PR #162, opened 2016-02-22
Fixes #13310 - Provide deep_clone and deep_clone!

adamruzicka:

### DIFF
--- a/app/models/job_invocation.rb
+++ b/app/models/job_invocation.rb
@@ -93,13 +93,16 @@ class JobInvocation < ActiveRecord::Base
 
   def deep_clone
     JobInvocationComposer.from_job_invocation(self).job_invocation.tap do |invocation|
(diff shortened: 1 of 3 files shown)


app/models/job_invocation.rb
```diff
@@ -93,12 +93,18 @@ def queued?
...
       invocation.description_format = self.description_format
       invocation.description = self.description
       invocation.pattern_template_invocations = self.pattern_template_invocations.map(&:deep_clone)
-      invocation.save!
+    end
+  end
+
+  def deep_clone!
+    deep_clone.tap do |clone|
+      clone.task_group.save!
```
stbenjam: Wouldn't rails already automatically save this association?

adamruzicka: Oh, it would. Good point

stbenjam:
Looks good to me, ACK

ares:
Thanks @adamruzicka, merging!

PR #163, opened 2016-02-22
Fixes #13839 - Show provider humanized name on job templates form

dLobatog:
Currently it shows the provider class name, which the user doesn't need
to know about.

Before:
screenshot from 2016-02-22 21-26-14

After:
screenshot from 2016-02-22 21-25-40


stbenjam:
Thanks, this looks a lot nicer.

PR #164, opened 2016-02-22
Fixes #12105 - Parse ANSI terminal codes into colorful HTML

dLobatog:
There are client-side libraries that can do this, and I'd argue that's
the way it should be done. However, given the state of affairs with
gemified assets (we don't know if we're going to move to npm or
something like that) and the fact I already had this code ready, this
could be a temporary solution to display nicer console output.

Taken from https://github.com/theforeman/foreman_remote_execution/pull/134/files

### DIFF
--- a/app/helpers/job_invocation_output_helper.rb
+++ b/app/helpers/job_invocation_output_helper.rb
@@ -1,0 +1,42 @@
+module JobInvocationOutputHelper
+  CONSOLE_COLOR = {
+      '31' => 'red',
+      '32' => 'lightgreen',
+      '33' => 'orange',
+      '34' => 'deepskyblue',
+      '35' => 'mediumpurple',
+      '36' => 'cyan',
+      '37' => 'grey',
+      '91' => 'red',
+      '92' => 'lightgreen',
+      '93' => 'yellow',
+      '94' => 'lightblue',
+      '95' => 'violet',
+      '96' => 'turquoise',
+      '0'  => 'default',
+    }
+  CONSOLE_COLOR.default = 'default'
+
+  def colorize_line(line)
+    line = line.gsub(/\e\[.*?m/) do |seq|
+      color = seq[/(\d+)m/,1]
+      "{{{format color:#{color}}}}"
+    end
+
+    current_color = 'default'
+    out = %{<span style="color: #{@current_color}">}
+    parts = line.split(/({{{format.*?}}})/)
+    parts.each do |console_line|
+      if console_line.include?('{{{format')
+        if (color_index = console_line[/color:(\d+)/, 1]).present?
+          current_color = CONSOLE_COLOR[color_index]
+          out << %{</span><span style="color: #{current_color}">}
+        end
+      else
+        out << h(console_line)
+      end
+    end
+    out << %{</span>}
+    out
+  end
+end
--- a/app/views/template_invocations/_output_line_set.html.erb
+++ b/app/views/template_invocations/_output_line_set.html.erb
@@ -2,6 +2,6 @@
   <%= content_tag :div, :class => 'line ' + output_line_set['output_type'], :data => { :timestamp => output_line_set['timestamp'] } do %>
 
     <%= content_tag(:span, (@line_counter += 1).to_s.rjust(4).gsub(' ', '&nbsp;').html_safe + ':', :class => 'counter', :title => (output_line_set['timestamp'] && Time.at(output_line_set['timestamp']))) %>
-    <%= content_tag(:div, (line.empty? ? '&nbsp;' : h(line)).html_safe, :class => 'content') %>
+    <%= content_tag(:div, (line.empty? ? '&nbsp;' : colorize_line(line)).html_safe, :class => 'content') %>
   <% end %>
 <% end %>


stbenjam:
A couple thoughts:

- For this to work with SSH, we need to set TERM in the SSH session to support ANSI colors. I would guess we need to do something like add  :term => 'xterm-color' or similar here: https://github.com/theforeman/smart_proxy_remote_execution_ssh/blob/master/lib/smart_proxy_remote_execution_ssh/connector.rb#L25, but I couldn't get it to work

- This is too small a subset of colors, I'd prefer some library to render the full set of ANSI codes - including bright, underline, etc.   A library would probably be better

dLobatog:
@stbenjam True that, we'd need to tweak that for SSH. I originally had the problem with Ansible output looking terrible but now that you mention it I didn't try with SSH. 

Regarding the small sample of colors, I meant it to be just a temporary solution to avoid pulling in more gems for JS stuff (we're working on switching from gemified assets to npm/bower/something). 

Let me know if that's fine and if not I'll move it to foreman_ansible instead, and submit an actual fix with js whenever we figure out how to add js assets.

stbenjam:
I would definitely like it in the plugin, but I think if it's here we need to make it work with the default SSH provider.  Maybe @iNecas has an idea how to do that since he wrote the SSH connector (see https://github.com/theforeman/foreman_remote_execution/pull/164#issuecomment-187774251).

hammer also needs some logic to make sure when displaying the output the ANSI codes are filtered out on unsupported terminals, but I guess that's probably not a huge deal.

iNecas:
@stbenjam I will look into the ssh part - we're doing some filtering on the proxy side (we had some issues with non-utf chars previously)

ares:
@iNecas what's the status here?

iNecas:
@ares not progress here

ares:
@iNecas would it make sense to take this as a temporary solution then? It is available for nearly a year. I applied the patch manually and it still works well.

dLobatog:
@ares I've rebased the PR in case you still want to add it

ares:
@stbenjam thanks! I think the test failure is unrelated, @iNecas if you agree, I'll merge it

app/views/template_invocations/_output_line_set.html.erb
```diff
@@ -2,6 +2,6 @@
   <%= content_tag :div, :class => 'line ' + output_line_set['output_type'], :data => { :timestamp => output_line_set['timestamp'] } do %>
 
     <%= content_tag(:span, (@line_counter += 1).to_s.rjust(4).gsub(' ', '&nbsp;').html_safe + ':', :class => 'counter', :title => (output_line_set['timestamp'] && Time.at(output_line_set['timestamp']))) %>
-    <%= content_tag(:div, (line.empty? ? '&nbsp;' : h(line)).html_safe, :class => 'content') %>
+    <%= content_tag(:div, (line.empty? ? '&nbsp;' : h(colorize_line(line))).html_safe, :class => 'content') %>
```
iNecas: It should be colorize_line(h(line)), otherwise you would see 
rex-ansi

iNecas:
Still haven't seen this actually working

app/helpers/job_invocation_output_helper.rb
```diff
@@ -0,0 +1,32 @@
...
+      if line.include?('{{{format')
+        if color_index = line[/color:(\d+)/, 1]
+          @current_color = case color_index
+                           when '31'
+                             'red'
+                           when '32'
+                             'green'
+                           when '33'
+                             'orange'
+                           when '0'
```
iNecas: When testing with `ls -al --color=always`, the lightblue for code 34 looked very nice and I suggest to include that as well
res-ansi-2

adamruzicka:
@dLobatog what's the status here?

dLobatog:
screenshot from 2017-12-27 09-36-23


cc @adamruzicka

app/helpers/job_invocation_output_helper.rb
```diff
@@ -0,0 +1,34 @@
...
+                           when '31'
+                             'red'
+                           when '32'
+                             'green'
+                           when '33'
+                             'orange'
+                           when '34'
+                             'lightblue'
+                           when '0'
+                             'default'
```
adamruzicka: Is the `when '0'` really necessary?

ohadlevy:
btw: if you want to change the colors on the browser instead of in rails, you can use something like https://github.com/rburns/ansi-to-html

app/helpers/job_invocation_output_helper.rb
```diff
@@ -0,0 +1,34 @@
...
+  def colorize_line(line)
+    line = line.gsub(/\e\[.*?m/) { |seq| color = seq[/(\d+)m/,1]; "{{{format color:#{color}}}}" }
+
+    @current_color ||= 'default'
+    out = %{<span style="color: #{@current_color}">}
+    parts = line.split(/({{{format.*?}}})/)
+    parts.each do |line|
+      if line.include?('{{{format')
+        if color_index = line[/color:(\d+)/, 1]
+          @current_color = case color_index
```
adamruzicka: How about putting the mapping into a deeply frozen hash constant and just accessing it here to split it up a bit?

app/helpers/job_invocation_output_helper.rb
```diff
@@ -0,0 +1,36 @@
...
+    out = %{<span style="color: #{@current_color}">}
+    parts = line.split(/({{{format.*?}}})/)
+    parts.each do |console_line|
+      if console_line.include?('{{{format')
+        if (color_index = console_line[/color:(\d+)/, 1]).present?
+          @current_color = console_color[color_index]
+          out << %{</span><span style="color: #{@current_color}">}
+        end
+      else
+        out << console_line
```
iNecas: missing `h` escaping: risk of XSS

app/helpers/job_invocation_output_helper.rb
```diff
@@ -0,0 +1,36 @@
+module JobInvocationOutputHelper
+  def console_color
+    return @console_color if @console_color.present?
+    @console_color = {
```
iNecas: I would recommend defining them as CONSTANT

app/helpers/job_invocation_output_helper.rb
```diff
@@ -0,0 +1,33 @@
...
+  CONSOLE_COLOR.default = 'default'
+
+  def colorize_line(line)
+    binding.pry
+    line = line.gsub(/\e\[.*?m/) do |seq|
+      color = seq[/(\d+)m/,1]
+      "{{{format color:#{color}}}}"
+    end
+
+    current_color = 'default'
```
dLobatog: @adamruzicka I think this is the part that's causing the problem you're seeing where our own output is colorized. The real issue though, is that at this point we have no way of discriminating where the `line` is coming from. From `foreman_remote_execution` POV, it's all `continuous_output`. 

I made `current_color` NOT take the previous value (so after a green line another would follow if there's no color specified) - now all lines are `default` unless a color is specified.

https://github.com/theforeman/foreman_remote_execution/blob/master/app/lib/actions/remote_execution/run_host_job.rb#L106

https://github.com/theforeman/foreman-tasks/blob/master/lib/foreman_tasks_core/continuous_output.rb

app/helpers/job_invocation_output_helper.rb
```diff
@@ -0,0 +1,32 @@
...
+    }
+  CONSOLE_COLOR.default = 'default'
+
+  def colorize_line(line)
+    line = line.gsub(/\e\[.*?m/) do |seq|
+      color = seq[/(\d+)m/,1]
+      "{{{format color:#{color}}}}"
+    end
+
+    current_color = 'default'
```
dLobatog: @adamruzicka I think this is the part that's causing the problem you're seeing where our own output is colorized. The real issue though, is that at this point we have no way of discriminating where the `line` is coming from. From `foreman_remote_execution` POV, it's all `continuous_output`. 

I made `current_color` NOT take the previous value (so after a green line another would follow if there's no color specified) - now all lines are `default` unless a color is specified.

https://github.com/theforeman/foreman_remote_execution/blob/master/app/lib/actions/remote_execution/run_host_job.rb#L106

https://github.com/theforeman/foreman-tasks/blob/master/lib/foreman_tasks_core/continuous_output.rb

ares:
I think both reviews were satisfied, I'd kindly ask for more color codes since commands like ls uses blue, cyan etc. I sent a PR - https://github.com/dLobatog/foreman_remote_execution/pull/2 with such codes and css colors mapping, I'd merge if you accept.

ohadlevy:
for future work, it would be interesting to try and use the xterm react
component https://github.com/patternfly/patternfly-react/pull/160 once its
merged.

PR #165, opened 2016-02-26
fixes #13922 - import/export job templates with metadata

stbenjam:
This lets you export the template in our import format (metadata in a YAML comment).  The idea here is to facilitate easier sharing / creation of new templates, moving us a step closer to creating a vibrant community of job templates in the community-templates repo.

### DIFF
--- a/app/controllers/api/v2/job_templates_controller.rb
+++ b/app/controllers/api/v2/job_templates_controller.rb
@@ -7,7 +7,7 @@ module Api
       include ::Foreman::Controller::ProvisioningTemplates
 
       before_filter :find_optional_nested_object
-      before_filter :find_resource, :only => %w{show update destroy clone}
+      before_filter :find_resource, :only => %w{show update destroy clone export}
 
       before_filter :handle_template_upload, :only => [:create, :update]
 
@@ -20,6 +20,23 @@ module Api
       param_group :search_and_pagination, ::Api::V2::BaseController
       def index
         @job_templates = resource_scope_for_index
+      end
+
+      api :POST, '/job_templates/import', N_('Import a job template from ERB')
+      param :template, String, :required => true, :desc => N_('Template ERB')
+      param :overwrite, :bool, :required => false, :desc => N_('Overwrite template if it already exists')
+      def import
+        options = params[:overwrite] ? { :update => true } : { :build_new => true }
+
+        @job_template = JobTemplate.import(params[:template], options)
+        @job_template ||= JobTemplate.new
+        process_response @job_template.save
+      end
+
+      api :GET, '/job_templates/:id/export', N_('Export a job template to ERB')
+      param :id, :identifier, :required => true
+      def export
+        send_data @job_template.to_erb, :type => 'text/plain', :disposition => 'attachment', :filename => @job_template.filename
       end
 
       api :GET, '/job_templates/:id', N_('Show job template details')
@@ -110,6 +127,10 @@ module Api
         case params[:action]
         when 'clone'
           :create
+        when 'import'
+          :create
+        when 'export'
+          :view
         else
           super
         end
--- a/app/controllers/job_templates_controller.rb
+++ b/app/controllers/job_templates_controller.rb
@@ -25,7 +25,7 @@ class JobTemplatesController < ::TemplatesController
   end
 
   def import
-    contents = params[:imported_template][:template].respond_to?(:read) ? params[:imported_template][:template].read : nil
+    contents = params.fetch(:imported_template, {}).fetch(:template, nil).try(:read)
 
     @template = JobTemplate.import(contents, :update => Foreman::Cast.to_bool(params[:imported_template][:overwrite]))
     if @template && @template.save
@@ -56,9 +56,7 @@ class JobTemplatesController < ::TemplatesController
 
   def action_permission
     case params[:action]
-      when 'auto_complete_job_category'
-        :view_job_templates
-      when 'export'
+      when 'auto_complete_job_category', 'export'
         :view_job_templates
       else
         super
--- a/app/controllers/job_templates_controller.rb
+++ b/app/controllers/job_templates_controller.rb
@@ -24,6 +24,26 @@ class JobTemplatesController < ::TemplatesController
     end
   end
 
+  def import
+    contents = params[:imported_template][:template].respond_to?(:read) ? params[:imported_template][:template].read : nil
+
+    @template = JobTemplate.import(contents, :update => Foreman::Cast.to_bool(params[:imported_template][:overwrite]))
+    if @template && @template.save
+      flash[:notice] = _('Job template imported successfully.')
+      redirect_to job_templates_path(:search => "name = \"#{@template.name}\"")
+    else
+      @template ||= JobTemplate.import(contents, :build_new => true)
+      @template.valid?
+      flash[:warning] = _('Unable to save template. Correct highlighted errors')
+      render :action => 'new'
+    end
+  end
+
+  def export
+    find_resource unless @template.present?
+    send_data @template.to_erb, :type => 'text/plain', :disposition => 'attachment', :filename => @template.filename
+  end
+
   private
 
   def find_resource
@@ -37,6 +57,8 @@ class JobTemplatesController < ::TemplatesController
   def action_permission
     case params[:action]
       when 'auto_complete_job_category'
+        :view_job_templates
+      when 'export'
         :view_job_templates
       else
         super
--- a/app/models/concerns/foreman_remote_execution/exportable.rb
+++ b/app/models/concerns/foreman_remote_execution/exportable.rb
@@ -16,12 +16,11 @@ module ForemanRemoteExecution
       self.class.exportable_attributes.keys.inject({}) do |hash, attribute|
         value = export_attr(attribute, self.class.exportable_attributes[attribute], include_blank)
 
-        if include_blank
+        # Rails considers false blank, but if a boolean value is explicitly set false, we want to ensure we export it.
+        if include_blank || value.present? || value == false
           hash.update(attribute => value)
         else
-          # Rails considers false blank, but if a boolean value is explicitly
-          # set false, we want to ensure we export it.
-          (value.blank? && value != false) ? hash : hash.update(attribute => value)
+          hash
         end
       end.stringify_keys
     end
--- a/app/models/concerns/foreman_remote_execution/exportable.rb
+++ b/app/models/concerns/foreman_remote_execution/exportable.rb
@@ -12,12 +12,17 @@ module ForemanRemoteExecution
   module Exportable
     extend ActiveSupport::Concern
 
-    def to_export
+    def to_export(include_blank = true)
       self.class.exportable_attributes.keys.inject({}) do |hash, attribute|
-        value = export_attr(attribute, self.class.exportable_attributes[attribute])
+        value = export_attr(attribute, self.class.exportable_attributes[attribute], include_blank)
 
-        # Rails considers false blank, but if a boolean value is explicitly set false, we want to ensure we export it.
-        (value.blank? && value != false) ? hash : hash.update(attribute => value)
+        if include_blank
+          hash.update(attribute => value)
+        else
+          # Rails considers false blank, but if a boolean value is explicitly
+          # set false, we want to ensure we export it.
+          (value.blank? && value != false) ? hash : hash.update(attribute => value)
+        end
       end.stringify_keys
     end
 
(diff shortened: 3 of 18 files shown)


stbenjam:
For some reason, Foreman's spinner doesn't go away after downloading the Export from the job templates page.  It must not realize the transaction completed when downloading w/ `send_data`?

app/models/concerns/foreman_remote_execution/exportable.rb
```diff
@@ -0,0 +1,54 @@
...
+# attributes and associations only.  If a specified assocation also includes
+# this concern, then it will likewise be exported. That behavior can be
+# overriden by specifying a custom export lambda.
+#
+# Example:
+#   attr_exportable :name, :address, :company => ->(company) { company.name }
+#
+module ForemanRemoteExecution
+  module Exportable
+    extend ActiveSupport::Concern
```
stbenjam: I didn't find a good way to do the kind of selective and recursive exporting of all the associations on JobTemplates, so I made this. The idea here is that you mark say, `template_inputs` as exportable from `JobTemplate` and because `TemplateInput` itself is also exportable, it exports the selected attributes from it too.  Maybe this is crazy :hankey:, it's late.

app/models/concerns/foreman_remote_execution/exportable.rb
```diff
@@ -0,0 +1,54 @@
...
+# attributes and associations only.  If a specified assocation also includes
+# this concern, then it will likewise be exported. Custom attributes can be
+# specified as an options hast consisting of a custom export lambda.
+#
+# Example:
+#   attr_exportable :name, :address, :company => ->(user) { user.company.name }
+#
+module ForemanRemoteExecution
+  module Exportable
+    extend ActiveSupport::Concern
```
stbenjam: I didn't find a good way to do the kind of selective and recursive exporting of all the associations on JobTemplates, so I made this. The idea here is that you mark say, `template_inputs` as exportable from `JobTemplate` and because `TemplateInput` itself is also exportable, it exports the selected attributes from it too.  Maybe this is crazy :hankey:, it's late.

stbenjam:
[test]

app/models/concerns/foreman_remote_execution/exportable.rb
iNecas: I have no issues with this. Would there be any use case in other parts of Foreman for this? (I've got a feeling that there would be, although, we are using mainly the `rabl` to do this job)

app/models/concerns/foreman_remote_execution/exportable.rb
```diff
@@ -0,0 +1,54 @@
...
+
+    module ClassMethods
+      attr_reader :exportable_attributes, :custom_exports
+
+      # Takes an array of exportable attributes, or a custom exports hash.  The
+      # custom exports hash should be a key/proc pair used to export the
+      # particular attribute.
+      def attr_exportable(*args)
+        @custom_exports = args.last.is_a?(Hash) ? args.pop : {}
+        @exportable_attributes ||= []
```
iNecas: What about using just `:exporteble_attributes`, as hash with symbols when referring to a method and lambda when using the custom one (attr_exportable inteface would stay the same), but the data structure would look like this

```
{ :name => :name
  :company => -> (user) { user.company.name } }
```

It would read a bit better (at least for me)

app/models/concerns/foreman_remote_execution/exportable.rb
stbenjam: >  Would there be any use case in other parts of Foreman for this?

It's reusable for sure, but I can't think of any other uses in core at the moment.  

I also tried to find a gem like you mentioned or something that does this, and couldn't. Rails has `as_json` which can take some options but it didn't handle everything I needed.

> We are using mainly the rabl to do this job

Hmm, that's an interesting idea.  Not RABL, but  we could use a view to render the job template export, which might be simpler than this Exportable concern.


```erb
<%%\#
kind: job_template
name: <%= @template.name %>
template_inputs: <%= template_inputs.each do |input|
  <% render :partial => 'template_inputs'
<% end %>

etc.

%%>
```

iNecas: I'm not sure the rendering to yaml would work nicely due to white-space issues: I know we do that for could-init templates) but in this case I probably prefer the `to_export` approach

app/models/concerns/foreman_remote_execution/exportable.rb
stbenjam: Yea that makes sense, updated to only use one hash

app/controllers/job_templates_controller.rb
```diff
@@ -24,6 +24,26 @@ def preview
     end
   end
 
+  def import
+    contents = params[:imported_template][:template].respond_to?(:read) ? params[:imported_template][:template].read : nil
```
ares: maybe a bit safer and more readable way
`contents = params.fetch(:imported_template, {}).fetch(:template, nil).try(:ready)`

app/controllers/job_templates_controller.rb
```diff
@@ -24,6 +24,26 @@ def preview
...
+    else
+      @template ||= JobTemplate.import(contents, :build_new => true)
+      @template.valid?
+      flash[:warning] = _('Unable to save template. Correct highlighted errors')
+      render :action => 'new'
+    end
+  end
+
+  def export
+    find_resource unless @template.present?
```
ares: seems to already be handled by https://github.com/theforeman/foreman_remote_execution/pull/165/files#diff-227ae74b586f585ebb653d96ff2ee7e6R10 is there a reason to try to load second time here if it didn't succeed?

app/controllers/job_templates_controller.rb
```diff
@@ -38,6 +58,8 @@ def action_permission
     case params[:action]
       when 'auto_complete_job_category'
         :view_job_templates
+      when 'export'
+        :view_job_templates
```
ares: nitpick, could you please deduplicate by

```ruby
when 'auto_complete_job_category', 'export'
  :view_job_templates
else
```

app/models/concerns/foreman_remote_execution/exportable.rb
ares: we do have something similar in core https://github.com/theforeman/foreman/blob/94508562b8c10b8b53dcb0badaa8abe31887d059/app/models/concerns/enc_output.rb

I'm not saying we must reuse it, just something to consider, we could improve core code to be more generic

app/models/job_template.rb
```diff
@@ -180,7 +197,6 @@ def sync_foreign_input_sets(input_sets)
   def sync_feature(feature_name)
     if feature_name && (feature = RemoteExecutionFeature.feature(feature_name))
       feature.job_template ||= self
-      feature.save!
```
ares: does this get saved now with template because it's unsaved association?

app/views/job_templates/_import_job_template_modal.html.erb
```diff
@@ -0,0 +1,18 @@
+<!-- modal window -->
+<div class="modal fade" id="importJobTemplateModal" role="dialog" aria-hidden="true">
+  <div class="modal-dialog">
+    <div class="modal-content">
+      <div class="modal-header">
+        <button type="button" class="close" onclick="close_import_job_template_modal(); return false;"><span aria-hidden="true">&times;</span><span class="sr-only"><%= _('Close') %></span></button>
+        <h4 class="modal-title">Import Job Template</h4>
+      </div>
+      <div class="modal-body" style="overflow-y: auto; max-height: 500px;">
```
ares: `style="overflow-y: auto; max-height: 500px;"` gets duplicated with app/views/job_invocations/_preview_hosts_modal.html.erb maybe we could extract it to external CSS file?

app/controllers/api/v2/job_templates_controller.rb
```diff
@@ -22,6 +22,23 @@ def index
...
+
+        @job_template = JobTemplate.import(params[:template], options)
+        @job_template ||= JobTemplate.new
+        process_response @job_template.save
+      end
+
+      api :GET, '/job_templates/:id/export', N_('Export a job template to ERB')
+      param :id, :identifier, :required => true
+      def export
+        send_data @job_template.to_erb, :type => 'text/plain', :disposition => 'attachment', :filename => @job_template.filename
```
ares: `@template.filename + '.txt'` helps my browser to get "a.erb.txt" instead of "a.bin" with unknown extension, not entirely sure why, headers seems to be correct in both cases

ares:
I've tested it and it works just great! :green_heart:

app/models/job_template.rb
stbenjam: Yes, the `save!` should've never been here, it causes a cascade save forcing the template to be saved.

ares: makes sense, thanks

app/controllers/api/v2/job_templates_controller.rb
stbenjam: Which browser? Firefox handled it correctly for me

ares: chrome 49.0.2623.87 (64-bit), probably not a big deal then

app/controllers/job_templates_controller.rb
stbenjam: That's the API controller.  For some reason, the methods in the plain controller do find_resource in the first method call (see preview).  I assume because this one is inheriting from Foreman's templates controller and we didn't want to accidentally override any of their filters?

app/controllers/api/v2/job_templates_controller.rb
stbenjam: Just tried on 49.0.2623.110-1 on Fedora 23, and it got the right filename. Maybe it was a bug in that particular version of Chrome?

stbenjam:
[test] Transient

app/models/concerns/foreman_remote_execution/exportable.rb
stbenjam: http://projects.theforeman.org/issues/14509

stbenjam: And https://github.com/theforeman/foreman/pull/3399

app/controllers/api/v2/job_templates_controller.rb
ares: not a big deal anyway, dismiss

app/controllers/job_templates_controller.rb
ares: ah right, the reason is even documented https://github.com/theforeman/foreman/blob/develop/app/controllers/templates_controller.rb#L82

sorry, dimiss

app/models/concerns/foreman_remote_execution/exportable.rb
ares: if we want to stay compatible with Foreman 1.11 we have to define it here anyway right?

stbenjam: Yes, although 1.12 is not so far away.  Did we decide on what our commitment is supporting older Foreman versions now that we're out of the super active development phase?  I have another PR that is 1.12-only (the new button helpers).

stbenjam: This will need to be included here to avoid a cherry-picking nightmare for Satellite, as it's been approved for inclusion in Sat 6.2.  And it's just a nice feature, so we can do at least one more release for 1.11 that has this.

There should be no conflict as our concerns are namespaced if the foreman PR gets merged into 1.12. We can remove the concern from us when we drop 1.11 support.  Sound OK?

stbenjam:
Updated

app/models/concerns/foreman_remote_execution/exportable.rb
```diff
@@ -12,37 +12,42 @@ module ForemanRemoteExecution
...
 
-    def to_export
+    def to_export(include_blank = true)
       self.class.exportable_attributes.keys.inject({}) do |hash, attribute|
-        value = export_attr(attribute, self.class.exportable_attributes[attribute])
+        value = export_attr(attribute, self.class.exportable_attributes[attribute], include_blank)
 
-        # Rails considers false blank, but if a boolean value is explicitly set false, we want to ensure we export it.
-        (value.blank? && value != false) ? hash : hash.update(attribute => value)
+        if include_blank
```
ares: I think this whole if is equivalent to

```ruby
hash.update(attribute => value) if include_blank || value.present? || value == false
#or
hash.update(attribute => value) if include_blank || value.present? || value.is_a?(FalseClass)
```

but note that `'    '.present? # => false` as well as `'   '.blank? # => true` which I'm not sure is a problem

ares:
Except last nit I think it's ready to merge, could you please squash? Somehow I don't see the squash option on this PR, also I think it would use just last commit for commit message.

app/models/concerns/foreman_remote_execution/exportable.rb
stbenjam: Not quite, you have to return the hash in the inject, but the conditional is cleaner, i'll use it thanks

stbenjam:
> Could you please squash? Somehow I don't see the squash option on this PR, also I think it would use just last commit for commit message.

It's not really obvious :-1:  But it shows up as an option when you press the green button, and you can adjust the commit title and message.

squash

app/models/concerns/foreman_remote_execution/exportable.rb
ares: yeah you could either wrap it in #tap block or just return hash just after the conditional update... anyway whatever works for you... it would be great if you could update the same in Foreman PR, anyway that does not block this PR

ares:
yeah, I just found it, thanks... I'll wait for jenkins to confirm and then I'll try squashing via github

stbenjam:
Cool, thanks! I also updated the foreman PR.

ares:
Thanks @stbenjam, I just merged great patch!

WHAT IS NEEDED:
Some lines in the material contain "Cast". Show all of them.

RESPONSE TO THIS TASK:
     @template = JobTemplate.import(contents, :update => Foreman::Cast.to_bool(params[:imported_template][:overwrite]))
+    @template = JobTemplate.import(contents, :update => Foreman::Cast.to_bool(params[:imported_template][:overwrite]))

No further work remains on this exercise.